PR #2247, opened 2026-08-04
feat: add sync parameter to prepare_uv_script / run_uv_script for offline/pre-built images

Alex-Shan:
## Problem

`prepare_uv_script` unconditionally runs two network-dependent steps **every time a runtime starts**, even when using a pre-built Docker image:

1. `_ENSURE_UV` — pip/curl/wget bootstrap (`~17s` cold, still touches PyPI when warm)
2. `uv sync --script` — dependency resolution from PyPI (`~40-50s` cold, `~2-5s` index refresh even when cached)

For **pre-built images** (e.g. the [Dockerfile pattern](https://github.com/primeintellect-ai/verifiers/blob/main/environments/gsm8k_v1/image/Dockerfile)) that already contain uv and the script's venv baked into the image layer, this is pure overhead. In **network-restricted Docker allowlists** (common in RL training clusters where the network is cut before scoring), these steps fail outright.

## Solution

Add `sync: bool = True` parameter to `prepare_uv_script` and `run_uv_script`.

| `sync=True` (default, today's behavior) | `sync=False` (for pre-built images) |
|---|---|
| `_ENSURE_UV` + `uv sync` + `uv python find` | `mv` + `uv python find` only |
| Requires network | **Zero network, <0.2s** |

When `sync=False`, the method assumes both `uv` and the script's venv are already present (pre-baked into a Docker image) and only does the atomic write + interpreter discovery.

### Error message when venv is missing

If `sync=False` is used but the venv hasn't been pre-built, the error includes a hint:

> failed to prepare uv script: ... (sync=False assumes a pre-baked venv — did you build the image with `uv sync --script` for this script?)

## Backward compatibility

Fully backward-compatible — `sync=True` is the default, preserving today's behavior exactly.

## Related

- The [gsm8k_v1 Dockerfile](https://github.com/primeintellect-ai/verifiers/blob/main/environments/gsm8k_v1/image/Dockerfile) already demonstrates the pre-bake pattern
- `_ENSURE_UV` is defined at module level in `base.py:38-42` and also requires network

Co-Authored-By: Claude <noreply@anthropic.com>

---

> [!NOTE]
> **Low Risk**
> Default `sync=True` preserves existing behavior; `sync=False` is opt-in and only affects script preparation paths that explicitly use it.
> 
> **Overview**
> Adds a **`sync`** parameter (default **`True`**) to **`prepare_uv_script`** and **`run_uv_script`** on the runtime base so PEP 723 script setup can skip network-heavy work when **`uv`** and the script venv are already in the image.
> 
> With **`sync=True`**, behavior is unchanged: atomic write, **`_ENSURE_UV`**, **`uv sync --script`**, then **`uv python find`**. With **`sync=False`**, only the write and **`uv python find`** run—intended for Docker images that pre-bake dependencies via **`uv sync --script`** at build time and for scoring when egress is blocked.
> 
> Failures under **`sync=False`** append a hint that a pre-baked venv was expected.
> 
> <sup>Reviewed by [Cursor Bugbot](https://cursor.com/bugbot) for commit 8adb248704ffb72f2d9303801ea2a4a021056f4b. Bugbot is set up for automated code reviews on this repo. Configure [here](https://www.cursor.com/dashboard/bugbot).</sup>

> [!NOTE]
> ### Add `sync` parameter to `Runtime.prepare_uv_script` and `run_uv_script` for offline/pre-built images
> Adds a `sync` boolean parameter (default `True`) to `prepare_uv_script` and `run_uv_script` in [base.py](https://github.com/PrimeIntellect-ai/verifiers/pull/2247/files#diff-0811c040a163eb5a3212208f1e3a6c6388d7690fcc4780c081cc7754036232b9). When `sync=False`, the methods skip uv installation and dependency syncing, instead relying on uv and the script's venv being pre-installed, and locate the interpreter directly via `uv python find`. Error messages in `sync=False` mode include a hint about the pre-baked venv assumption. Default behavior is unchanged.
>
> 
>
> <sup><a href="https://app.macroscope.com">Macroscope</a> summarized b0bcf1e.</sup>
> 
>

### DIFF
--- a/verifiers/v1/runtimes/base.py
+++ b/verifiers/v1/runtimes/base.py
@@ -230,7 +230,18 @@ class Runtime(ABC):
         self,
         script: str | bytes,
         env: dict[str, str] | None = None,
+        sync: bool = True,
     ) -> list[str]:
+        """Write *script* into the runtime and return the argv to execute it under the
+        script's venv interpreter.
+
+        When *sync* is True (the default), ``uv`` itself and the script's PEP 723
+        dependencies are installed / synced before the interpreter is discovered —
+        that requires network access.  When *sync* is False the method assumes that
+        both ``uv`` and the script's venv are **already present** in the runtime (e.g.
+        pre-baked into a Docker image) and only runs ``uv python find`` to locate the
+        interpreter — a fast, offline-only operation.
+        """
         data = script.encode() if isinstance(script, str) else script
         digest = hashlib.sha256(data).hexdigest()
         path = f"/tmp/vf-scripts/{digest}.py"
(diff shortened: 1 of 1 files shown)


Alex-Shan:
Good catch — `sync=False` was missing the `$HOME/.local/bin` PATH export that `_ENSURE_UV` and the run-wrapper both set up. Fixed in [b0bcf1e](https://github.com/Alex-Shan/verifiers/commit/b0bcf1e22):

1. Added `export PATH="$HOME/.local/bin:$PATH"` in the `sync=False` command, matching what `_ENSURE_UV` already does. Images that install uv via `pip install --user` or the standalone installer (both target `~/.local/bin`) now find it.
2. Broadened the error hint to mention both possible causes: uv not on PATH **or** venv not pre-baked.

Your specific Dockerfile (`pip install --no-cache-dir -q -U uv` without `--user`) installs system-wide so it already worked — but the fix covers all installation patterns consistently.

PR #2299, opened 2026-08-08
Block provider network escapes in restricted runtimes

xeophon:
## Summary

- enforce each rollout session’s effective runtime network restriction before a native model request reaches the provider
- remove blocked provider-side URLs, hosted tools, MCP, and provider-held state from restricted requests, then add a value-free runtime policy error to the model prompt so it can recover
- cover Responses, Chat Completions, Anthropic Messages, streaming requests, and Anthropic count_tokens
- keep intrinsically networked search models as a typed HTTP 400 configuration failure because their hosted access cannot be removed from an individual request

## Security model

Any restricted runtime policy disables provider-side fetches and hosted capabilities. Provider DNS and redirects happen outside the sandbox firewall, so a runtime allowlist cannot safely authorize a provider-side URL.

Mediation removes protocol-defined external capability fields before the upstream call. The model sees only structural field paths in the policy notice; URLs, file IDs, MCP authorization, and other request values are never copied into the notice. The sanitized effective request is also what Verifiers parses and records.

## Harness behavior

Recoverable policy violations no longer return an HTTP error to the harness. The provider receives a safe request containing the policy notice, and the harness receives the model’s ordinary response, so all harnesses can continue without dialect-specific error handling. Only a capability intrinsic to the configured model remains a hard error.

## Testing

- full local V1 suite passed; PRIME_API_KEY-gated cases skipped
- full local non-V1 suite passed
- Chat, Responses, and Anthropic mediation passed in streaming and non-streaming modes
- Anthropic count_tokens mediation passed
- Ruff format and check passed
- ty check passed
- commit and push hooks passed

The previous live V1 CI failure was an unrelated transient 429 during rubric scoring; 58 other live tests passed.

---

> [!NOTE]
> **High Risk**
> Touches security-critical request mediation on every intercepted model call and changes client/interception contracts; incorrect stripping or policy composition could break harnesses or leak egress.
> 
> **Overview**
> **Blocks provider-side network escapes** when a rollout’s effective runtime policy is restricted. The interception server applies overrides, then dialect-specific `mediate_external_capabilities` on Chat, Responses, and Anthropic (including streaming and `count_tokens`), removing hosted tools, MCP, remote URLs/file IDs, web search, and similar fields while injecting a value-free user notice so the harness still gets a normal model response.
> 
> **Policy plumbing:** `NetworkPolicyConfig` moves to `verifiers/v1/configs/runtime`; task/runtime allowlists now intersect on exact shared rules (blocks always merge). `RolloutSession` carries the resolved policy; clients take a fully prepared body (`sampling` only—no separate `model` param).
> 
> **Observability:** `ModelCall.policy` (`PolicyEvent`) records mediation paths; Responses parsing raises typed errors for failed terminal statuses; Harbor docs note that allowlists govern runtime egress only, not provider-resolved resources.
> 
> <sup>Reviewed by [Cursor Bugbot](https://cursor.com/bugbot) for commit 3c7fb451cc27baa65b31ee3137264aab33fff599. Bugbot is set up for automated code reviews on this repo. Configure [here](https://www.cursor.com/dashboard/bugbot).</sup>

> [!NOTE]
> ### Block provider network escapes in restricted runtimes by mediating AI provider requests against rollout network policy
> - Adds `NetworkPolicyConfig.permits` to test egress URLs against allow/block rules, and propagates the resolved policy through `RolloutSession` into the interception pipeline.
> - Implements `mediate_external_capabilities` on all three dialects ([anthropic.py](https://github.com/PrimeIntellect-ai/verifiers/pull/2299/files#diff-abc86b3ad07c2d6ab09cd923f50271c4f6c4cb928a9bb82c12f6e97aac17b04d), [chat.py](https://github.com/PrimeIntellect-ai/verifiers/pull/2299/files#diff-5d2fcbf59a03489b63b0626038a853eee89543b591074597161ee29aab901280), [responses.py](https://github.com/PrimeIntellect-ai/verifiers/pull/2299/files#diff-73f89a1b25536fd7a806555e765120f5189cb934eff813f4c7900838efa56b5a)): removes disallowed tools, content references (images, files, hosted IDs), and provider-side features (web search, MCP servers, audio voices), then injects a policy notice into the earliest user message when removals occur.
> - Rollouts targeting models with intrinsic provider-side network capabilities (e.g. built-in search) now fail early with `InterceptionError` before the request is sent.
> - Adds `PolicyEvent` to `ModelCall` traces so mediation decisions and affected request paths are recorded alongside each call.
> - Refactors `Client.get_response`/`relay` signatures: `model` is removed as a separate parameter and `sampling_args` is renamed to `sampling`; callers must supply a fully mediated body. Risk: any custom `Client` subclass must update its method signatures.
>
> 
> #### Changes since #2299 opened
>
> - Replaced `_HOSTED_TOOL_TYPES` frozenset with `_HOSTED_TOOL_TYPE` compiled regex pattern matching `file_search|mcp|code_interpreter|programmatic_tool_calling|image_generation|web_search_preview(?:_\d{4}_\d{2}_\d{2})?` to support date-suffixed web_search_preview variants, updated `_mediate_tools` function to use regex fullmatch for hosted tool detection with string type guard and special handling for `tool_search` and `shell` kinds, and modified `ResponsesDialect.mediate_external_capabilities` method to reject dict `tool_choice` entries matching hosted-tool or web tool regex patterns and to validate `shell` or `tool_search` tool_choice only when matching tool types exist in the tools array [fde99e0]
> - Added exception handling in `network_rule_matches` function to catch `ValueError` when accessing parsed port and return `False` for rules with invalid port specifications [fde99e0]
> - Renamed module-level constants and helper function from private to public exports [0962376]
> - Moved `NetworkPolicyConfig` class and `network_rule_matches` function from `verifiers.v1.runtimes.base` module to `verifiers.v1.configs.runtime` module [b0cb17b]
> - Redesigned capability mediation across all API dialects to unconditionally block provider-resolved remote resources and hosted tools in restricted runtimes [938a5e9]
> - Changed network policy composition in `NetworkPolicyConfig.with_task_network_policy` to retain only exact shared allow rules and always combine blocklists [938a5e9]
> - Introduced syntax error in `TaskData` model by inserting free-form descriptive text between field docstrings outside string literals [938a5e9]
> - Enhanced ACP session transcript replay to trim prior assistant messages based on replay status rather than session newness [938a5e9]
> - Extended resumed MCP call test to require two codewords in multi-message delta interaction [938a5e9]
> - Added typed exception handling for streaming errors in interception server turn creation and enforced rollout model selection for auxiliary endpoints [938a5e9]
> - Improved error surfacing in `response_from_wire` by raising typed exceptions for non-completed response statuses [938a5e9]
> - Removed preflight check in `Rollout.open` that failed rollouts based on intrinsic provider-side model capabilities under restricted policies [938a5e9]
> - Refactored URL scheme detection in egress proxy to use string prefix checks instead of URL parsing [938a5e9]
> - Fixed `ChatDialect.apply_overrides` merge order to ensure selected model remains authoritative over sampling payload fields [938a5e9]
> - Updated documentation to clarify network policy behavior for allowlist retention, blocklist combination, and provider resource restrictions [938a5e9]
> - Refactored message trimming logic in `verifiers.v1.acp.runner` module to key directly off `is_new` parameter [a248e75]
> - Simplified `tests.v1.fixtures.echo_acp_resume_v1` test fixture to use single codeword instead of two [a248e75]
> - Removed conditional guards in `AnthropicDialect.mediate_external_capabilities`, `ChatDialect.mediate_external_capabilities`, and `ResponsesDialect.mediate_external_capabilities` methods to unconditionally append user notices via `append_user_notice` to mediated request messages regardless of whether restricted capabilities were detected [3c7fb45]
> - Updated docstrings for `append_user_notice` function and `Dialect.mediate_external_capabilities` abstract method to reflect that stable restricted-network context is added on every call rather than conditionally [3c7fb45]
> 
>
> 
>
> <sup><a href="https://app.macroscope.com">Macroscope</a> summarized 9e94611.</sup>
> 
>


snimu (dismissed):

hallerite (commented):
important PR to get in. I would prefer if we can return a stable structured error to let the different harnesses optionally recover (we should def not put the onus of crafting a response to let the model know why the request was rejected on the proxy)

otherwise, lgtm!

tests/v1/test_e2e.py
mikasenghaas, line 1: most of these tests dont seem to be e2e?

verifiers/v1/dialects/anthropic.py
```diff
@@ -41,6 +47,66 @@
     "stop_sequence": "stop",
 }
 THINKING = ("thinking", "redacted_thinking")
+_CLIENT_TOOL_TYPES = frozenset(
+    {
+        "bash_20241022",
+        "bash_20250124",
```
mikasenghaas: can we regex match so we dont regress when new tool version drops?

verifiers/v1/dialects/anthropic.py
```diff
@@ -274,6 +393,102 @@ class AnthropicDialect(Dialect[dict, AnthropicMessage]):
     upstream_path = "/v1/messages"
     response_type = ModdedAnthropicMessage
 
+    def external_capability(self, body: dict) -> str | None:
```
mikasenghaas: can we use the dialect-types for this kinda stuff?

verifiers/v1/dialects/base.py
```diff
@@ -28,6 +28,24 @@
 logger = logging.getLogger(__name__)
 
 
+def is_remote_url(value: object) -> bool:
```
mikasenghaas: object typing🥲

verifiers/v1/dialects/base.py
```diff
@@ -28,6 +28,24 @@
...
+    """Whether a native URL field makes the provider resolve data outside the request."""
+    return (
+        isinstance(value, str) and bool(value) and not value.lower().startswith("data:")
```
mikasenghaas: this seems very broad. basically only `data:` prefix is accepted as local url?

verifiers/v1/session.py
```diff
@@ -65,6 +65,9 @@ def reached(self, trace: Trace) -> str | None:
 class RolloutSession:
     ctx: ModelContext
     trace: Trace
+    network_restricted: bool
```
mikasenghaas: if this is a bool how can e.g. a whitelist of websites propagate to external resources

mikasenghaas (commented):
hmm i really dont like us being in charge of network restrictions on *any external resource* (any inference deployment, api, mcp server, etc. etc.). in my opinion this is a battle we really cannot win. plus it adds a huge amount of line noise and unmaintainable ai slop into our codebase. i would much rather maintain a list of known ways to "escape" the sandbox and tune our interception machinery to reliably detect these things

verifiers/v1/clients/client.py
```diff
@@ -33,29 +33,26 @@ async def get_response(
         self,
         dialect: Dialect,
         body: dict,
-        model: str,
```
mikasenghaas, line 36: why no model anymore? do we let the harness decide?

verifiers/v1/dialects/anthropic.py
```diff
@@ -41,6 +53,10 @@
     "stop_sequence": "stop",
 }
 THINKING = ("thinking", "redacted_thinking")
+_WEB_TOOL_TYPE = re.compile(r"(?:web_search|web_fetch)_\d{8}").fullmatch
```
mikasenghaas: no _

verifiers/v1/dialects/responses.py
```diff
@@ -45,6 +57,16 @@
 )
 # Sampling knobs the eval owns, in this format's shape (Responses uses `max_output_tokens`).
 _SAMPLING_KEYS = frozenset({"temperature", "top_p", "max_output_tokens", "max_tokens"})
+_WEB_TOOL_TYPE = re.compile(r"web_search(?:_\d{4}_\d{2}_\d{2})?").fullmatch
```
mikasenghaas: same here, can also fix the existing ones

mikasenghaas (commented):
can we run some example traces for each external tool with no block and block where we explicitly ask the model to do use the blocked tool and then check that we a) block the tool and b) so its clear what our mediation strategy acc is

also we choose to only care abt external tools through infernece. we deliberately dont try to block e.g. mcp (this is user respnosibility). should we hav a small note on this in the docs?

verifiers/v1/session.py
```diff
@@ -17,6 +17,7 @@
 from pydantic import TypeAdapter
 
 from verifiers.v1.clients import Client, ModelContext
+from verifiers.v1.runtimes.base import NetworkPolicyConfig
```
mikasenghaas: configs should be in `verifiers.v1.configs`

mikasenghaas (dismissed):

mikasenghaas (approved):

▶ **ABOUT THIS TASK**
Among the records above, extract exactly the lines from the line with "Any restricted runtime" to the line with "## Harness behavior", both lines included, and leave out the rest.

▶ **WRITTEN REPLY**
Any restricted runtime policy disables provider-side fetches and hosted capabilities. Provider DNS and redirects happen outside the sandbox firewall, so a runtime allowlist cannot safely authorize a provider-side URL.

Mediation removes protocol-defined external capability fields before the upstream call. The model sees only structural field paths in the policy notice; URLs, file IDs, MCP authorization, and other request values are never copied into the notice. The sanitized effective request is also what Verifiers parses and records.

## Harness behavior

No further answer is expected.